Stored data entries:
╭──
PR #182, opened 2026-09-18
Adapt loaders to current Hyper and Umbra plans

vogelsgesang:
Adapt the loaders to the updated plan formats from #183.

Hyper now renders the current result-sink and generic join and scan operators, reads runtime and error state from pipeline records, and attaches each complete statistics object to its pipeline driver as the pipeline-stats JSON property. Legacy operator aliases and direct-root plans remain supported through 2026-12-18, with dated removal TODOs on every compatibility path.

Umbra sourceLocation objects remain available as properties of their owning operators, expressions, and IU declarations instead of expanding into graph subtrees. Focused tests cover both format changes, while refreshed fixture hashes verify every committed plan.


plan-dumper/README.md
```diff
@@ -35,6 +35,8 @@ The available modes are:
   * MariaDB: its JSON `optimizer_trace`, which is a decision trace rather than a sequence of complete plans.
   * Postgres and Umbra currently skip this mode.
 * `pipelines` / `analyze-pipelines` → execution pipelines (Hyper only).
+  Current Hyper versions include pipelines automatically in fully optimized internal plans;
+  the separate modes retain stable example names and select whether to execute the plan.
```
vogelsgesang: remove; implementation detail; don't document in README

plan-dumper/dump-plans.py
```diff
@@ -342,11 +342,9 @@ def get_plan(sql, mode):
...
                     "external-analyze": "FORMAT JSON, ANALYZE, EXPAND_VIEWS true",
-                    "pipelines": (
-                        "FORMAT INTERNAL, PIPELINES, EXPAND_VIEWS true, EXPRESSIONS SQL"
-                    ),
+                    "pipelines": "FORMAT INTERNAL, EXPAND_VIEWS true, EXPRESSIONS SQL",
                     "analyze-pipelines": (
-                        "FORMAT INTERNAL, PIPELINES, ANALYZE, "
+                        "FORMAT INTERNAL, ANALYZE, "
                         "EXPAND_VIEWS true, EXPRESSIONS SQL"
                     ),
```
vogelsgesang: clean up the modes

```suggestion
                    "analyze-sql": "FORMAT INTERNAL, ANALYZE, EXPRESSIONS SQL",
```

query-graphs/src/loaders/hyper.ts
```diff
@@ -38,6 +41,26 @@ const nodeRenderingConfig: Record<string, NodeRenderingConfig> = {
...
+    // Inserts
+    "op:insert": {displayNameKey: "type"},
+    // Expressions
+    "exp:comparison": {displayNameKey: "mode"},
+    "exp:iu-ref": {displayNameKey: "iu"},
+    "exp:reference": {displayNameKey: "id"},
+};
+
+// TODO(2026-12-18): Remove rendering for operator tags replaced by generic result-sink, join, and scan operators.
+const legacyNodeRenderingConfig: Record<string, NodeRenderingConfig> = {
```
vogelsgesang: this mapping should only contain the legacy names which we will all remove at once. The names which are still in use should be in `nodeRenderingConfig`

query-graphs/src/loaders/hyper.ts
```diff
@@ -50,9 +73,6 @@ const nodeRenderingConfig: Record<string, NodeRenderingConfig> = {
     "op:left-mark-join": {crosslinkSourceKey: "magic"},
     "op:right-mark-join": {crosslinkSourceKey: "magic"},
     "op:early-probe": {icon: "filter-symbol", crosslinkSourceKey: "builder"},
-    // Various scans
```
vogelsgesang, line 53: keep the comments also here in this list

query-graphs/src/loaders/hyper.ts
vogelsgesang: do we actually need all entries below? Cnan't most of them be handled by the `legacyNodeTags` mapping below?

query-graphs/src/loaders/hyper.ts
```diff
@@ -145,9 +157,11 @@ const hyperConfig: DecoratedJsonTreeConfig = {
         return nodeTypeKey !== "operator";
     },
     isErrored(rawNode, metadata) {
+        // TODO(2026-12-18): Remove operator-level running state after the pipeline-statistics compatibility window.
         return metadata.has("Error") && tryGetPropertyPath(rawNode, ["statistics", "running"]) === true;
     },
```
vogelsgesang: let's remove this right away; and let's also remove the `isErrored` callback from the generic loader while at it

query-graphs/src/loaders/hyper.ts
```diff
@@ -277,13 +324,15 @@ function isHyperPlan(json: Json): boolean {
     if (hasPipelineEnvelope(json)) {
         return isHyperPlanRoot(json["tree"]);
     }
+    // TODO(2026-12-18): Stop auto-detecting fully optimized plans without the pipeline envelope.
```
vogelsgesang: what exactly do we mean with this comment? What exactly would we remove?

query-graphs/src/loaders/hyper.ts
```diff
@@ -277,13 +324,15 @@ function isHyperPlan(json: Json): boolean {
...
     return isOptimizerStepsPlan(json) || isHyperPlanRoot(json);
 }
 
 function loadHyperPlan(json: Json): TreeDescription {
     if (hasPipelineEnvelope(json)) {
         return convertHyperPlan(json["tree"], json["pipelines"]);
     }
+    // TODO(2026-12-18): Remove the direct-root fallback for fully optimized legacy plans.
```
vogelsgesang: what exactly do we mean with this comment? What exactly would we remove? why?

query-graphs/test/hyper.test.ts
```diff
@@ -70,6 +70,96 @@ test("Hyper leaves edges between disjoint pipeline memberships uncolored", () =>
     assert.equal(producer?.edgeColors, undefined);
 });
 
+test("Hyper applies pipeline-level runtime statistics", () => {
```
vogelsgesang:
```suggestion
test("Hyper applies pipeline-level runtime statistics to the pipeline driver", () => {
```

query-graphs/test/hyper.test.ts
```diff
@@ -70,6 +70,96 @@ test("Hyper leaves edges between disjoint pipeline memberships uncolored", () =>
...
+    assert.equal(scan?.properties?.get("pipeline-stats"), '{"cpu-cycles":25,"query-metrics":{"wall-clock":0.1},"running":false}');
+    assert.equal(failedPlan.metadata?.has("Pipeline statistics"), false);
+    assert.equal(failedPlan.root.iconColor, "red");
+    assert.equal(sort?.iconColor, "red");
+    assert.notEqual(scan?.iconColor, "red");
+    assert.equal(failedPlan.root.nodeColor, undefined);
+    assert.equal(scan?.nodeColor, undefined);
+});
+
+test("Hyper supports legacy plans through the compatibility window", () => {
```
vogelsgesang: in general, we don't test legacy plans; remove this test case

plan-dumper/README.md
vogelsgesang: 🤖 Addressed in #183 (`ee0a6ec`). Removed the obsolete README implementation detail and documented the single analyze-sql mode.

plan-dumper/dump-plans.py
vogelsgesang: 🤖 Addressed in #183 (`ee0a6ec`). Replaced both pipeline-specific modes with the suggested analyze-sql mode and regenerated the affected fixtures.

query-graphs/src/loaders/hyper.ts
vogelsgesang: 🤖 Addressed in `c89c61c`. The legacy rendering map now contains only the early-probe override; all current names remain in nodeRenderingConfig.

query-graphs/src/loaders/hyper.ts
vogelsgesang: 🤖 Addressed in `c89c61c`. Clarified that the dated cleanup will stop auto-detecting pre-2026-09-18 direct-root plans and require the {tree, pipelines} envelope.

query-graphs/src/loaders/hyper.ts
vogelsgesang: 🤖 Addressed in `c89c61c`. Clarified that the dated cleanup will stop loading pre-2026-09-18 direct-root plans and require the {tree, pipelines} envelope.

query-graphs/test/hyper.test.ts
vogelsgesang: 🤖 Addressed in `c89c61c`.

query-graphs/src/loaders/hyper.ts
vogelsgesang: 🤖 Addressed in `c89c61c`. Removed operator-level isErrored handling and the callback from the generic decorated JSON loader.

query-graphs/src/loaders/hyper.ts
vogelsgesang: 🤖 Addressed in `c89c61c`. The old result, join, scan, virtual-table, and temp tags now resolve through legacyNodeTags to current rendering entries. Only early-probe retains an override because its builder crosslink has no current equivalent.

query-graphs/src/loaders/hyper.ts
vogelsgesang: 🤖 Addressed in `c89c61c`. Kept the join, scan, and expression grouping comments in the legacy alias list.

query-graphs/test/hyper.test.ts
vogelsgesang: 🤖 Addressed in `c89c61c`. Removed the legacy-plan test case.

query-graphs/test/hyper.test.ts
vogelsgesang: remove the `error` and `running`, as they are no longer present in new plans

query-graphs/src/loaders/hyper.ts
```diff
@@ -77,36 +57,68 @@ const nodeRenderingConfig: Record<string, NodeRenderingConfig> = {
     "exp:reference": {displayNameKey: "id"},
 };
 
-// Legacy tags from before the kebab-case transition.
+// TODO(2026-12-18): Remove the early-probe override together with the legacy tag aliases below.
+const legacyNodeRenderingConfig: Record<string, NodeRenderingConfig> = {
+    "op:early-probe": {icon: "filter-symbol", crosslinkSourceKey: "builder"},
+};
```
vogelsgesang: remove this already today; early-probe is uncommon enough; also this allows us to avoid adding handling for `legacyNodeRenderingConfig`

query-graphs/src/loaders/hyper.ts
vogelsgesang: afaik, there are still "direct tree" plans, e.g. the non-analyzed queries?

query-graphs/test/hyper.test.ts
vogelsgesang: 🤖 Addressed in `dfea5a8`. Removed the obsolete operator-level `error` and `running` fields and the corresponding metadata assertion.

query-graphs/src/loaders/hyper.ts
vogelsgesang: 🤖 The refreshed non-analyzed fixtures are also `{tree, pipelines}` envelopes (including insert, metadata, table construction/function, and TPC-H Q2). Optimizer-step output remains a separate supported wrapper. The dated TODO only targets bare `isHyperPlanRoot` plans emitted before 2026-09-18; it does not target optimizer steps.

query-graphs/src/loaders/hyper.ts
vogelsgesang: 🤖 Addressed in `452ecec`. Removed `early-probe` support and the now-unnecessary `legacyNodeRenderingConfig` lookup path.

query-graphs/src/loaders/hyper.ts
```diff
@@ -144,10 +150,8 @@ const hyperConfig: DecoratedJsonTreeConfig = {
         // Expand expression details by default.
         return nodeTypeKey !== "operator";
     },
-    isErrored(rawNode, metadata) {
-        return metadata.has("Error") && tryGetPropertyPath(rawNode, ["statistics", "running"]) === true;
-    },
     getNodeColorValue(rawNode) {
+        // TODO(2026-12-18): Remove operator-level CPU cycles after the pipeline-statistics compatibility window.
         const executionTime = tryGetPropertyPath(rawNode, ["statistics", "cpu-cycles"]);
```
vogelsgesang: for new Hyper planes, I still want to highlight the most expensive pipeline driver in terms of cpu-cycles. Do it via `applyPipelineStatistics`. In general, I think we should remove the `getNodeColorValue` and instead use post-processing passes to add color highlighting.

vogelsgesang: 🤖 Addressed in c63f8da. `applyPipelineStatistics` now colors pipeline drivers by their relative `cpu-cycles`. I also removed the generic `getNodeColorValue` conversion hook and moved DuckDB and legacy Hyper coloring into loader-specific post-processing passes.

PR #186, opened 2026-09-19
Show plan text and SQL text

vogelsgesang:
With this comment, we now also render the JSON / XML plan in its textual representation inside a collapsible panel.

The `TreeDescription` can now include `TextDocument`s. The general loader infrastructure always makes the JSON / XML plan available in that way.

Furthermore, plan readers can extract, e.g., SQL text from the query plan. The DuckDB plans indeed embed the SQL query, and the DuckDB loader makes the query available this way.

For now, we use a simple unstyled read-only text area. In the future, we could also integrate, e.g., syntax highlighting.

We also offer a "Copy" button to copy the text documents to the clipboard. For that purpose, a reusable CopyButton provides clipboard progress, success, and failure feedback with accessible announcements.


query-graphs/src/tree-description.ts
```diff
@@ -61,13 +61,22 @@ export interface Crosslink {
...
     /// The tree root
     root: TreeNode;
     /// Metadata about the graph; displayed in the top-level tree label
     metadata?: Map<string, string>;
     /// Whether the metadata panel should be visually highlighted
     metadataHighlighted?: boolean;
+    /// Text documents associated with the graph
+    textDocuments?: TextDocument[];
     /// Additional links between indirectly related nodes
     crosslinks?: Crosslink[];
```
vogelsgesang: cross links first. Here and all users

```suggestion
    /// Additional links between indirectly related nodes
    crosslinks?: Crosslink[];
    /// Text documents associated with the graph
    textDocuments?: TextDocument[];
```

query-graphs/src/tree-description.ts
```diff
@@ -61,13 +61,22 @@ export interface Crosslink {
     target: TreeNode;
 }
 
+export interface TextDocument {
+    id: string;
+    title: string;
+    text: string;
+    language?: string;
```
vogelsgesang, line 68: should we use mime-type instead? or file extension? Would either help somehow for the copy gesture to provide more metadata?

query-graphs/src/loaders/index.ts
```diff
@@ -54,6 +54,17 @@ function stripSurroundingText(text: string): string {
...
+function addPlanDocument(plan: LoadedPlan, text: string, language: string): LoadedPlan {
+    const planDocument: TextDocument = {id: "plan", title: "Query Plan", text, language};
+    return {
+        ...plan,
+        tree: {
+            ...plan.tree,
+            textDocuments: [...(plan.tree.textDocuments ?? []), planDocument],
+        },
+    };
+}
```
vogelsgesang, line 62: can't we just modify `plan` in-place instead of recreating it?

query-graphs/src/loaders/index.ts
```diff
@@ -69,7 +80,7 @@ export function loadPlanFromText(text: string, options: LoadPlanOptions = {}): L
         try {
             const json = JSON.parse(planText) as Json;
             const plan = loadMatchingPlan(json, jsonPlanLoaders, errors, format);
-            if (plan !== undefined) return plan;
+            if (plan !== undefined) return addPlanDocument(plan, text, "json");
```
vogelsgesang: `text` itself is not necessarily JSON / XML in case we stripped something.
We should probably use the `planText` instead.

query-graphs/test/duckdb.test.ts
```diff
@@ -163,6 +165,7 @@ test("DuckDB resolves analyzed delimiter targets from operator types", () => {
     const source = tree.root.children?.[0];
 
     assert.deepEqual(tree.crosslinks, [{source, target: tree.root}]);
+    assert.deepEqual(tree.textDocuments, [{id: "query", title: "Original SQL Query", text: query, language: "sql"}]);
```
vogelsgesang: remove `query_name` and this assertion from this test. It's unrelated to `query_name`

query-graphs/src/tree-description.ts
vogelsgesang: 🤖 Addressed

query-graphs/src/tree-description.ts
vogelsgesang: 🤖 Kept `language`: `navigator.clipboard.writeText()` publishes plain text and cannot attach filename or extension metadata. A MIME type would only affect copying if we later switched to `ClipboardItem`; the language hint remains useful for future rendering such as syntax highlighting.

query-graphs/src/loaders/index.ts
vogelsgesang: 🤖 Addressed

query-graphs/src/loaders/index.ts
vogelsgesang: 🤖 Addressed

query-graphs/test/duckdb.test.ts
vogelsgesang: 🤖 Addressed

PR #187, opened 2026-09-19
Keep plan-dumper config out of explained SQL

vogelsgesang:
The plan dumper currently sends its configuration comments to databases as part of the explained SQL. DuckDB consequently embeds those comments in its query text, while source positions in other plan formats refer to the configuration prefix rather than the SQL users wrote.

Reserve triple-dash comments for plan-dumper configuration and strip them before sending queries to a database. Ordinary SQL comments remain intact, while a shared formatter inserts EXPLAIN after the leading comment block and puts the query on the following line for every supported database. Comments explaining UNSUPPORTED directives are configuration comments too, keeping database-specific limitations out of rendered SQL.

Regenerated fixtures now reflect the new input across all engines. DuckDB exposes the cleaned embedded SQL, Hyper sqlpos offsets and Umbra sourceLocation values track the reformatted statement, and loader golden hashes are refreshed. PostgreSQL, MariaDB, and current CedarDB v2026-09-16 produced no substantive plan changes after volatile runtime data was filtered; the recorded PostgreSQL version advances to 17.11.


plan-dumper/queries/tpch/tpch-q15.sql
```diff
@@ -1,4 +1,4 @@
--- UNSUPPORTED: cedardb
+--- UNSUPPORTED: cedardb
 -- CedarDB v2026-08-13 hits an internal Pipeline::getRawLocalStatePtr assertion
 -- during EXPLAIN ANALYZE; plain EXPLAIN succeeds.
```
vogelsgesang: should be a configuration comment, given it explains the UNSUPPORTED

Here and other similar files

query-graphs/test/loader-results.json
vogelsgesang, line 1: I am surprised none of the source locations in the other databases changed with this change?

plan-dumper/queries/tpch/tpch-q15.sql
vogelsgesang: 🤖 Addressed

query-graphs/test/loader-results.json
vogelsgesang: 🤖 Only the DuckDB fixtures were regenerated in this PR because the reported issue is their embedded query text. The other engines' stored plans were left untouched, so their source locations and golden hashes remain unchanged. A future regeneration with the updated dumper may shift those locations due to the new EXPLAIN placement.

vogelsgesang: 🤖 Follow-up: all engines are now regenerated. Umbra `sourceLocation` values and Hyper `sqlpos` offsets reflect the reformatted statements; PostgreSQL and MariaDB have no corresponding source-position changes, and the verified latest CedarDB v2026-09-16 produced no substantive net plan diff. Volatile runtime data was filtered and the loader golden hashes were refreshed.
╰──
**What the task requires**
Search the entries above for the string "future". Copy each line in which it appears.

**Exercise output**
For now, we use a simple unstyled read-only text area. In the future, we could also integrate, e.g., syntax highlighting.
vogelsgesang: 🤖 Kept `language`: `navigator.clipboard.writeText()` publishes plain text and cannot attach filename or extension metadata. A MIME type would only affect copying if we later switched to `ClipboardItem`; the language hint remains useful for future rendering such as syntax highlighting.
vogelsgesang: 🤖 Only the DuckDB fixtures were regenerated in this PR because the reported issue is their embedded query text. The other engines' stored plans were left untouched, so their source locations and golden hashes remain unchanged. A future regeneration with the updated dumper may shift those locations due to the new EXPLAIN placement.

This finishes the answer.